Dataset items
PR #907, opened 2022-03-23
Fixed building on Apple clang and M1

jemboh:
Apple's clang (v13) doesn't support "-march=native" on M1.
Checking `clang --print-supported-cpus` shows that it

==

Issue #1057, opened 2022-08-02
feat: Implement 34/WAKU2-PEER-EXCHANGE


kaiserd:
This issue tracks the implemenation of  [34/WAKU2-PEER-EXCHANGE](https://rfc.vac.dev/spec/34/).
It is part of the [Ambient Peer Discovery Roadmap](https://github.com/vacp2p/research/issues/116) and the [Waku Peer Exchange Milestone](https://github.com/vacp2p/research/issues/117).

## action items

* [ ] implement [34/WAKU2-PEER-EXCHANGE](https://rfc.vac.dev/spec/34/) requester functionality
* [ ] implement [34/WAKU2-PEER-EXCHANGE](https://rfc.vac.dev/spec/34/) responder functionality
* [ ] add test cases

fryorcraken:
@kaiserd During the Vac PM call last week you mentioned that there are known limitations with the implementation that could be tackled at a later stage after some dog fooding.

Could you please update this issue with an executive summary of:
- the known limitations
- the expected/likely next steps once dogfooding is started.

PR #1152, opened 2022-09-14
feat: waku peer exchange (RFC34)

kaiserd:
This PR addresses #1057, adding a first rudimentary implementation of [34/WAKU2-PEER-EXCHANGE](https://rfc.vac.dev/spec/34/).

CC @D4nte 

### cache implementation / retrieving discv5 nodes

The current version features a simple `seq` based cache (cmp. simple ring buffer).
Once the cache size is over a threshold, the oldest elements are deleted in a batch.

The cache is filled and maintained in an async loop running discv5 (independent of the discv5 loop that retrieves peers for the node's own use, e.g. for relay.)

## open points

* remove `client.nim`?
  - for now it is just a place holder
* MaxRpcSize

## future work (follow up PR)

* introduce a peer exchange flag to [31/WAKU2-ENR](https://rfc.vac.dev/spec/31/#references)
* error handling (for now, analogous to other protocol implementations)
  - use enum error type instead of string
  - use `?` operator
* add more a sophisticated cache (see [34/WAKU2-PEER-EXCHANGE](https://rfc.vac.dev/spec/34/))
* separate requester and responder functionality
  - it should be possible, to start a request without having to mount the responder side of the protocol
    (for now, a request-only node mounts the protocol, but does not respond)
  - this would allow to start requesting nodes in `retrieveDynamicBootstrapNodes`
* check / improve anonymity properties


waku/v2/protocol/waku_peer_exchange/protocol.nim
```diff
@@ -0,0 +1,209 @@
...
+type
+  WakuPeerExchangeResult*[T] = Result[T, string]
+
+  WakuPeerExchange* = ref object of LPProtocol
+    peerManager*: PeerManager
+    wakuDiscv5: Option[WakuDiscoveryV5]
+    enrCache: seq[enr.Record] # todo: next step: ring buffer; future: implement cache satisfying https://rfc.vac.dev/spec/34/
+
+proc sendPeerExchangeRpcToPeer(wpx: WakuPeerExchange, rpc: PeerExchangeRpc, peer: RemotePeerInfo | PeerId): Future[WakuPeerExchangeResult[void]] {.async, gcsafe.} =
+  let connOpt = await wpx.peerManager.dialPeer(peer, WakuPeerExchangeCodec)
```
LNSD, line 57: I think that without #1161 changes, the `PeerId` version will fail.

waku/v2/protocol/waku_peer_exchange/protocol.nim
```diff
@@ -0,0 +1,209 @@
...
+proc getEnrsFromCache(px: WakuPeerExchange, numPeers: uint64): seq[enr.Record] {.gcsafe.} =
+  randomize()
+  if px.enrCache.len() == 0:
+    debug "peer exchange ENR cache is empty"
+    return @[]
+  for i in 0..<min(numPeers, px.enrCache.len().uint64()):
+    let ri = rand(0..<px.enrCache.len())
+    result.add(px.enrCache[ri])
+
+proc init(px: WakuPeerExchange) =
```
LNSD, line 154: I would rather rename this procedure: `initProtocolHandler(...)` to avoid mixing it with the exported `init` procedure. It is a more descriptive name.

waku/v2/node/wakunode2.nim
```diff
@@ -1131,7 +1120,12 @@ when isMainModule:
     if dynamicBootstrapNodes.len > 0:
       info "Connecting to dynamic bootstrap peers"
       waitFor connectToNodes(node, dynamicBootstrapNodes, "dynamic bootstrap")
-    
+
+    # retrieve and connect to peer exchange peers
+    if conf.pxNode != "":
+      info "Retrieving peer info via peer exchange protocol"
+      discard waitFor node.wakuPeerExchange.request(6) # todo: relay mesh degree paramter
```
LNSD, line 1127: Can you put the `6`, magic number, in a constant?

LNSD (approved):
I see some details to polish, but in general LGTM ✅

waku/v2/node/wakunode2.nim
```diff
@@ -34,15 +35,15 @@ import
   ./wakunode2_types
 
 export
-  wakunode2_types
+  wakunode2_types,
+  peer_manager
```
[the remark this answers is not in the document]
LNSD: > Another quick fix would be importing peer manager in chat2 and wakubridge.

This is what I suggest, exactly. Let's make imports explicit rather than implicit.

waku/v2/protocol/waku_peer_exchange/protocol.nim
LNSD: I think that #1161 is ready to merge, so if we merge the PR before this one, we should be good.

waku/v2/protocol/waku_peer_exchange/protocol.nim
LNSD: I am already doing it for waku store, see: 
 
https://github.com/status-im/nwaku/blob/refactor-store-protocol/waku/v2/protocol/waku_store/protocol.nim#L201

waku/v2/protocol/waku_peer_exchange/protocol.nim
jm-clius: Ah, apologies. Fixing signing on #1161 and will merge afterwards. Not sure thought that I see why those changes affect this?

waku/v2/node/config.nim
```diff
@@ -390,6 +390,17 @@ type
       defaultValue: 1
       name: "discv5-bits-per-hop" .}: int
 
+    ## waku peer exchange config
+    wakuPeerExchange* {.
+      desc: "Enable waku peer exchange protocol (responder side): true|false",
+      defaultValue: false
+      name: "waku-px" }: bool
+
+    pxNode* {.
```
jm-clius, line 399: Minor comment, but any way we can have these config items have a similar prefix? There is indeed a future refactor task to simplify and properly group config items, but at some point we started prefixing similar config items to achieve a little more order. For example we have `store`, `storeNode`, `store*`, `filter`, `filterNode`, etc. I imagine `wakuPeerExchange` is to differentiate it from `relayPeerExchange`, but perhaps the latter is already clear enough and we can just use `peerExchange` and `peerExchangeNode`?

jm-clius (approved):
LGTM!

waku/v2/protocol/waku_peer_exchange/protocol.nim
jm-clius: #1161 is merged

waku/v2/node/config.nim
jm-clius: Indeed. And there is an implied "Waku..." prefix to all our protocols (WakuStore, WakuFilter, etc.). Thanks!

* **Exercise details**:
Go through the records above and, whenever a line includes the word "will", copy it.

* **Answer area**:
LNSD, line 57: I think that without #1161 changes, the `PeerId` version will fail.
jm-clius: Ah, apologies. Fixing signing on #1161 and will merge afterwards. Not sure thought that I see why those changes affect this?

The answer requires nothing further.